#NYFed3YrInflationExpectationsUnchanged

The Numbers At a Glance

​1-Year Horizon: Decreased slightly to 3.5% (down from 3.6%).

​3-Year Horizon: Held steady and completely unchanged at 3.1%.

​5-Year Horizon: Remained unchanged at 3.0%.

Explanation & What This Predicts

​The fact that medium-term (3-year) and longer-term (5-year) inflation expectations are holding flat shows that consumer psychology remains anchored. Even though geopolitical tensions in the Middle East have driven up immediate gasoline prices and snarled supply chains, the public believes these spikes are temporary rather than permanent fixtures of the economy.
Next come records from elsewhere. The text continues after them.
PR #4217, opened 2026-05-07
SNOW-3484790: initialize aggregation functions list during SCOS init

sfc-gh-yuwang:

   

   Fixes SNOW-NNNNNNN

   _retrieve_aggregation_function_list fires two blocking Snowflake queries on the first filter() call. The function is added to fix a bug in SCOS in previous PR. This PR meant to file async query instead at the beginning of snowpark session init. 
   This change also remove the redundant select from infromation_schema.functions query as currently UDAF is not supported in scos and will not be used.


sfc-gh-yuwang:
the updated system function list is fetched with query:
`SHOW FUNCTIONS ->> SELECT LISTAGG('"' || LOWER("name") || '"', ',\n') WITHIN GROUP (ORDER BY LOWER("name")) AS result FROM $1 WHERE "is_aggregate" = 'Y';`

src/snowflake/snowpark/session.py
```diff
@@ -5073,22 +5073,7 @@ def _retrieve_aggregation_function_list(self) -> None:
             )
 
         # System built-in aggregation functions
-        try:
-            retrieved_set.update(
-                {
-                    r[0].lower()
-                    for r in self.sql(
-                        """show functions ->> select "name" from $1 where "is_aggregate" = 'Y'"""
```
sfc-gh-joshi, line 5081: My understanding is that queries like this ensure the server is always the source of truth, and we don't have to make client code changes that are aligned with whatever Snowflake version is being run on the server. Hard-coding it to a local change is something of a philosophical change, and may unexpectedly break workloads in some circumstances.

It looks to only ever get run once per workload anyway, so I think the benefits of this would be pretty minimal.

sfc-gh-yuwang: I had a discussion with Adam and Yijun this morning. One of the issue is that this is always run when there are potentially agg function in the query, which means user would still see this even if they just issued 1 query in SCOS.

​What this means for the Fed's next move:

​Rate Hold Likely: This "relative calm" gives the Federal Reserve breathing room. When they meet next week, they are highly expected to keep the benchmark interest rate steady in the 3.50%–3.75% range.

​Hike Protection: Because expectations didn't de-anchor (spike upward), it minimizes the immediate pressure on the Fed to aggressively hike interest rates further, allowing them to wait out temporary energy shocks.

​The Catch: While expectations are stable, they remain above the Fed's ultimate 2% target, meaning interest rates will likely stay "higher for longer" until actual inflation numbers cool down.